/Imaging_Toolkit

For Bioinformatics Imaging

Primary LanguageJupyter NotebookMIT LicenseMIT

Imaging Toolkit README

Author: Elisa Warner
Last Updated: April 30, 2020

Description:

This code is designed to help create an easy-to-use method for image preprocessing. It is for use with Python 3.6. It was written specifically to work with Aperio .SVS files, but if your file type works in a similar way this should work too.

Updates:

  • 04/30/2020 v2: Code was updated to support folders with large volumes of histopathology images. This fixes a bug error which would cause the kernel RAM to throw an out-of-memory error.
  • 04/30/2020 v2: Enabled the use of error catching for files which cannot be processed. Users can fiew the failed files in a separate cell.
  • 04/30/2020 v2: Imaging of the patches at the end prevents an error which occurs if the number of extracted patches < 100.

Files Included:

  • patch_extractor.ipynb : Extracts patches from histology slides
  • patch_functions.ipynb : A notebook of functions for patch_extractor.ipynb

Patch Extractor

An easy method for patch sampling, which requires only the changing of 5 hyperparameters to run the code.

What to Expect:

  • Input: a folder of histology slide images
  • Output: a dictionary of patches by image and an output folder of subfolders, where each subfolder represents an image and every file within is a patch.

Requirements:

  • openslide : to manipulate histology images
  • import_ipynb : to access patch_functions.ipynb
  • matplotlib.pyplot : to plot the results
  • tqdm : to view progress bar

This code has been tested on a Mac with Python 3.6 with Anaconda.

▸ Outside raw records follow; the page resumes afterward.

PR #564, opened 2023-10-31
Solution

mykolamateichuk:


Shatrovskyi (approved):

LiudmylaKulinchenko (changes requested):
All checks should pass

main.py
```diff
@@ -1,7 +1,64 @@
...
+    for genre in genres:
+        Genre.objects.create(name=genre)
+
+    for actor in actors:
+        Actor.objects.create(
+            first_name=actor[0],
+            last_name=actor[1]
+        )
+
+    # Update
```
LiudmylaKulinchenko, line 34: You can remove comments

main.py
```diff
@@ -1,7 +1,64 @@
...
+    Genre.objects.filter(
+        name="Action"
+    ).delete()
+
+    Actor.objects.filter(
+        first_name="Scarlett"
+    ).delete()
+
+    # Return
+    return Actor.objects.filter(
```
LiudmylaKulinchenko, line 62: No need to split in lines if it fits in one

main.py
```diff
@@ -1,7 +1,64 @@
...
+        "Dramma"
+    ]
+
+    actors = [
+        ("George", "Klooney"),
+        ("Kianu", "Reaves"),
+        ("Scarlett", "Keegan"),
+        ("Will", "Smith"),
+        ("Jaden", "Smith"),
+        ("Scarlett", "Johansson")
```
LiudmylaKulinchenko, line 21: better to use sets instead of lists, will make it more optimized

LiudmylaKulinchenko (changes requested):

PR #566, opened 2023-10-31
work with models

DenPrislipskyi:


main.py
```diff
@@ -1,7 +1,34 @@
 import init_django_orm  # noqa: F401
 
 from django.db.models import QuerySet
+from db.models import Actor, Genre
 
 
 def main() -> QuerySet:
-    pass
+    genres = ["Western", "Action", "Dramma"]
```
prochigor, line 8: if your array is not changing, better to use a tuple, it is more optimized

prochigor (approved):

main.py
LiudmylaKulinchenko: I agree

LiudmylaKulinchenko (changes requested):

main.py
```diff
@@ -1,7 +1,34 @@
 import init_django_orm  # noqa: F401
 
 from django.db.models import QuerySet
+from db.models import Actor, Genre
 
 
 def main() -> QuerySet:
-    pass
+    genres = ("Western", "Action", "Dramma")
+    actors = ("George Klooney", " Kianu Reaves", "Scarlett Keegan",
```
fsocie7y, line 9: why not create a list of tuples? you will not need to use split later

fsocie7y (changes requested):

fsocie7y (approved):
well done ^_^

PR #569, opened 2023-11-01
Creating and editing my first database

SelFisher1488:


OlehShumov (approved):
thanks for fixing it)

main.py
```diff
@@ -1,7 +1,35 @@
...
 
 def main() -> QuerySet:
-    pass
+    genres = ["Western", "Action", "Dramma"]
+    actors_names = [("George", "Klooney"),
+                    ("Kianu", "Reaves"),
+                    ("Scarlett", "Keegan"),
+                    ("Will", "Smith"),
+                    ("Jaden", "Smith"),
+                    ("Scarlett", "Johansson")]
```
LiudmylaKulinchenko, line 14: You can use tuples here instead, it will be more optimized

LiudmylaKulinchenko (changes requested):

To install the required packages, simply type in the command line: pip install -r requirements.txt

More info on Anaconda: https://www.anaconda.com/distribution/
More info on pip: https://pip.pypa.io/en/stable/reference/pip_download/

How to Use:

Patch Extractor assumes you are extracting NxN tiles from a histology image that can be opened with openslide. There are five hyperparameters for this code:

  1. FILETYPE : [str] the file extension of your image (the code will only look for files with this file extension)
  2. FILE_DIR : [str] the directory of images. It is assumed that there exists a folder of images and that the images are not in subfolders.
  3. OUT_DIR : [str] the name of the directory for the output. It does not have to exist yet (the program will create the directory). The structure of the output directory will be a folder of subfolders, where each subfolder represents an original histology image, and within that subfolder will contain all the patches for the specified image.
  4. TILE_SIZE : [int] This is the length N of one side of the tile. The program assumes each tile is of size NxN.
  5. WHITESPACE_CUTOFF : [0,1] This is a percentage of whitespace that you will allow for any given tile. If you want to accept all tiles, input 0. Otherwise input a value between 0 and 1 (default: 0.35). Note that there also can exist whitespace within your sample.